Paper No. 1
Presentation Time: 1:30 PM-4:15 PM
CONTRASTING ORIGINS OF MAFIC ROCKS IN THE ROWE-HAWLEY BELT OF VERMONT: EVIDENCE FROM GEOCHEMISTRY
COISH, Raymond1, KIM, Jonathan
2, GALE, Marjorie
2 and LAIRD, Jo
3, (1)Geology Department, Middlebury College, Bicentennial Hall, Middlebury, VT 05753, (2)Vermont Geological Survey, 103 South Main Street, Logue Cottage, Waterbury, VT 05671-2420, (3)Earth Sciences, University of New Hampshire, James Hall, Durham, NH 03824, coish@middlebury.edu
Metamorphosed mafic rocks, mainly Cambrian and Ordovician in age, crop out in newly mapped parts of the Rowe-Hawley Belt in north-central Vermont. Meta-mafic rocks within the Prospect Rock slice, the Hyde Park slice, the Worcester Complex, and the Belvidere Mountain Complex of the Rowe Belt are fine to medium-grained, foliated to massive, greenschist and amphibolite facies rocks; blueschist-eclogite facies rocks are found in the Tillotson Peak Complex. Most samples have geochemical characteristics similar to very late-stage rift, or embryonic oceanic, tholeiitic basalts: moderate Ti contents, flat to slightly LREE-enriched REE patterns, slightly elevated Nb/Y ratios relative to mid-ocean ridge basalts (MORB), and no Nb anomalies. A small subset of samples has chemical features like alkali rift basalts: high Ti contents, enriched LREE patterns, high Nb/Y, high Zr/Y, and no Nb anomalies. Both types are interpreted as having formed during the last stages of continental rifting that led to formation of the Iapetus Ocean in the Early Cambrian.

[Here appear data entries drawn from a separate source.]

PR #1139, opened 2023-09-06
Hamiltonian Replica Exchange of Water Sampling

proteneer:
This PR implements a reference calculation of water occupancies a buckyball using partial decoupling of a buckyball system under HREX. This is mainly used to ensure we can comparable statistics to the BiasedDeletion MC moves.

PR #1158, opened 2023-09-25
Hamiltonian Replica Exchange of Water Sampling

proteneer:
Summary:

A reference implementation of water sampling via replica-exchange. Unifies some shared code between the MonteCarlo based water sampler and the HREX based sampler. Asserts self-consistency reasonably well:

```
N=1: 53.5% and N=2: 46.5% (Unbiased Deletion, Targeted Insertion)
N=1: 52.2% and N=2: 47.7% (Biased Deletion, Targeted Insertion)
N=1: 51.5% and N=2: 48.4% (HREX, no MC moves at all)
```

 

Note:

Rebased version of #1139 (adapted).


proteneer:
Add @maxentile and @mcwitt for a clerical approval. This mainly cleans-up the duplicate code, re-uses the HREX code in a way that preserves velocities, and now actually computes correct statistics.

examples/water_sampling_common.py
```diff
@@ -0,0 +1,166 @@
...
+
+
+def compute_occupancy(x_t, box_t, ligand_idxs, threshold):
+    # compute the number of waters inside the buckyball ligand
+    num_ligand_atoms = len(ligand_idxs)
+    num_host_atoms = len(x_t) - num_ligand_atoms
+    host_coords = x_t[:num_host_atoms]
+    ligand_coords = x_t[num_host_atoms:]
+    ligand_centroid = np.mean(ligand_coords, axis=0)
+    count = 0
```
maxentile, line 86: nit: delete

examples/water_sampling_common.py
```diff
@@ -0,0 +1,166 @@
...
+
+    bt = BaseTopology(mol, ff)
+    afe = AbsoluteFreeEnergy(mol, bt)
+    host_config = HostConfig(solvent_sys, solvent_conf, solvent_box, num_water_atoms)
+    potentials, params, combined_masses = afe.prepare_host_edge(ff.get_params(), host_config, lamb)
+
+    ligand_idxs = np.arange(num_water_atoms, num_water_atoms + mol.GetNumAtoms())
+
+    # modify state with all ligand atoms decoupled (returned by prepare_host_edge) to
+    # state with only half of the ligand atoms decoupled. This roughly decouples a contingous
```
maxentile, line 112: nit: spelling

maxentile, line 112: nit: out of date description

examples/water_sampling_hrex.py
```diff
@@ -0,0 +1,225 @@
...
+        n_frames_per_iter=n_frames_per_iter,
+    )
+
+    plots = make_pair_bar_plots(pair_bar_result, temperature, combined_prefix)
+
+    return SimulationResult(pair_bar_result, plots, trajectories_by_state, md_params, None, diagnostics)
+
+
+def test_hrex():
+    parser = argparse.ArgumentParser(description="Test the exchange protocol in a box of water.")
```
maxentile, line 118: nit: out of date description

examples/water_sampling_hrex.py
```diff
@@ -0,0 +1,225 @@
...
+    combined_prefix = "hrex"
+
+    def make_optimized_initial_state(lamb):
+        state, _, _ = get_initial_state(water_pdb, mol, ff, seed, nb_cutoff, lamb)
+        return state
+
+    print("Starting bi-section")
+
+    md_params_bisection = replace(md_params, n_frames=n_frames_bisection)
+    # results_bisection, frames_by_state, boxes_by_state, final_velocities_by_state = run_sims_bisection(
```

Metamorphosed mafic rocks to the east in the Wrightsville slice of the Moretown Fm (Hawley Belt) occur as dikes that cut the dominant foliation in metasediments and as sills or flows interlayered with metasediments. Chemically, they are tholeiitic basalts with moderate to high Ti contents, flat to slightly-enriched LREE patterns, and prominent negative Nb anomalies. These characteristics, along with some chemical similarities to MORB, suggest they formed in a suprasubduction zone extensional environment.
Whereas most tectonic slices in the Rowe Belt were metamorphosed at medium to medium-high pressure facies series conditions, slices to the east in the Hawley Belt were metamorphosed at low pressure facies series conditions (Laird et al., 1984, 1993). The distinct differences in magmatism and contrasting metamorphic pressures suggest a major suture separates the Rowe and Hawley Belts.